The use of FL will enable the application of machine learning methods to customer data while preserving privacy. The bank takes on the role of a decentralized computing unit and evaluates its own local data. Only the generated AI models then leave the bank after the model training and are made available to the participants in Open Banking on a central marketplace. In this way, the participants in the Open Banking Ecosystem receive joint insights from the data and can incorporate them into their own value creation.
A mandatory FL regime?
Having discussed the benefits of FL, we may now consider the viability of a mandatory FL regime in targeted sectors. There is no doubt that an optimally trained AI model that has been exposed to diverse datasets shall be making invaluable contributions to the advancement of specific sectors of the economy. It must be noted that healthcare and finance are merely two such examples of a sector of the economy that involves highly sensitive personal data and shall benefit from the wider adoption of AI-based APIs. Research may identify other similar areas that may benefit from free access to personal data under an FL regime.
There is a unique opportunity available to the CG to utilise delegated legislation to bring sector-specific regulations that simultaneously balance privacy rights while spurring economic growth. It is a general consensus that the 2022 Bill is primarily a skeletal legislation that confers the CG with extensive rule-making powers. While the extensive delegation has been widely criticised, it does provide the opportunity for targeted regulations. The CG ought to use its powers under Clause 26 of the Bill to introduce regulations specific to the sectors identified above and others, much akin to the Information Technology (Reasonable Security Practices and Procedures and Sensitive Personal Data or Information) Rules, 2011.

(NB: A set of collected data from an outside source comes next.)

PR #546, opened 2022-09-21
Hotfix - Tweak nested collection styling

alecritson:
Tweaks the padding on nested collections so the right is aligned correctly.


markmead:
Already been done on #544 and fixes the issue where the `pb` grows.

PR #562, opened 2022-09-23
Add ability to remove a shipping modifier

ryanmitchell:
Similar to the change previously merged to allow cart line and cart modifiers to be removed, this allows shipping modifiers to be removed.

Again the same use case - we have an external service creating orders so we dont want processing to be run on those.


ryanmitchell:
The test failures dont seem related to the code change at all... is something else going on?

alecritson:
There was a breaking change to a minor version on L8 🤦 Fixed on L8 but the same change doesn't exist on L9 (yet) so figuring that out...

glennjacobs (approved):

PR #803, opened 2023-01-12
fix: product page bottom bar not full width when side bar collapsed

wychoong:
product page bottom bar not full width when side bar collapsed

before
image

after
image


alecritson:
Thanks for this @wychoong I didn't see you did this PR until I did mine, the issue with this one (after I tried `w-full`) was that the bar goes over the menu, also it needed some tweaks to other views. Please see #805

PR #806, opened 2023-01-12
Improve UX for image manager

rubenvanerk:
#787 but targeting main


packages/admin/resources/views/components/input/toggle.blade.php
```diff
@@ -21,7 +21,7 @@
     class="{{ $on ? 'bg-green-500' : 'bg-gray-200' }} relative inline-flex flex-shrink-0 h-6 w-11 border-2 border-transparent rounded-full disabled:opacity-50 disabled:cursor-not-allowed cursor-pointer transition-colors ease-in-out duration-200 focus:outline-none focus:ring-2 focus:ring-offset-2 focus:ring-green-500"
     role="switch"
     aria-checked="false"
-    @if($disabled ?? true) disabled @endif
+    @disabled($disabled ?? true)
```
alecritson, line 24: Looks like this directive was added in Laravel 9, we're still trying to support L8 so features need to be backwards compatible.

alecritson (changes requested):

packages/admin/resources/views/components/input/toggle.blade.php
rubenvanerk: Sorry about that, reverted it!

alecritson (approved):
Thanks for this @rubenvanerk I spotted another instance of `@disabled` but correct it, looks good will get it in :)

PR #807, opened 2023-01-13
Fix/get_class of extended polymoprhic model

### LINKED ISSUE #767: Different "Url" morph class while loading and saving an extended model
- Lunar version: 0.1.5
- Laravel Version: 9.x
- PHP Version: 8.1
- Database Driver & Version:

### Actual Behaviour:

If we extend a model which has `HasUrls` trait, then Url morph class would be different while loading and saving the model in admin hub.

### Steps To Reproduce:

1. Extend a model with `HasUrls` trait (for example: `Lunar\Models\Product`) and register it:
```php
$models = collect([
    ...
    \Lunar\Models\Product::class => \App\Models\Product::class,
]);
ModelManifest::register($models);
```

2. Save the model through admin hub. The morph class (`element_type` field) of Url would be `App\Models\Product`.

3. Reload saved product in admin hub. `urls` property is empty, because `HasModelExtending::getMorphClass()` returns `Lunar\Models\Product` and would result to an empty query result.

### NOTE: 
Seems the problem is here:
https://github.com/lunarphp/lunar/blob/8d32958c53b673b4fcfc9efafef5c19dc325b551/packages/admin/src/Http/Livewire/Traits/HasUrls.php#L186

Shouldn't `get_class` be replaced with `$model->getMorphClass()` ?

wychoong:
fixes #767 

replace #749

### DIFF
--- a/packages/admin/src/Actions/Pricing/UpdatePrices.php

It must be noted that added benefits of such regulations may include low bandwidth utilisation, thus freeing up a large amount of internet traffic. It also shall encourage competition and innovation as FL architectures save a significant amount of capital investment that is required to set up data silos. This is in addition to the fact that since the calculation and training shall be performed in the end device (or the device at the local level) itself, there is no longer a requirement for high-performance servers. It shall naturally benefit start-ups and small technology firms, which is one of the stated goals of the Digital India programme and the upcoming Digital India Act.
Conclusion
Developers have been using centralised data to train AI models after the production stage, triggering data privacy concerns. A viable solution can be found in the concept of FL that has been successfully deployed to train AI-based applications like Google’s Gboard. FL uses the end device to train a default AI model and uploads only the parameters to a higher node. The central server aggregates the received models and issues a global update of an efficient and well-trained model. The CG ought to use the vast rule-making power it has under the DPDP Bill to make sector-specific regulations that mandate the use of FL while training AI models that operate in an environment with highly sensitive personal data such as healthcare and finance. Further research may be conducted to identify other relevant sectors where a centralised database poses a significant threat to data security and privacy, and the feasibility of FL in them.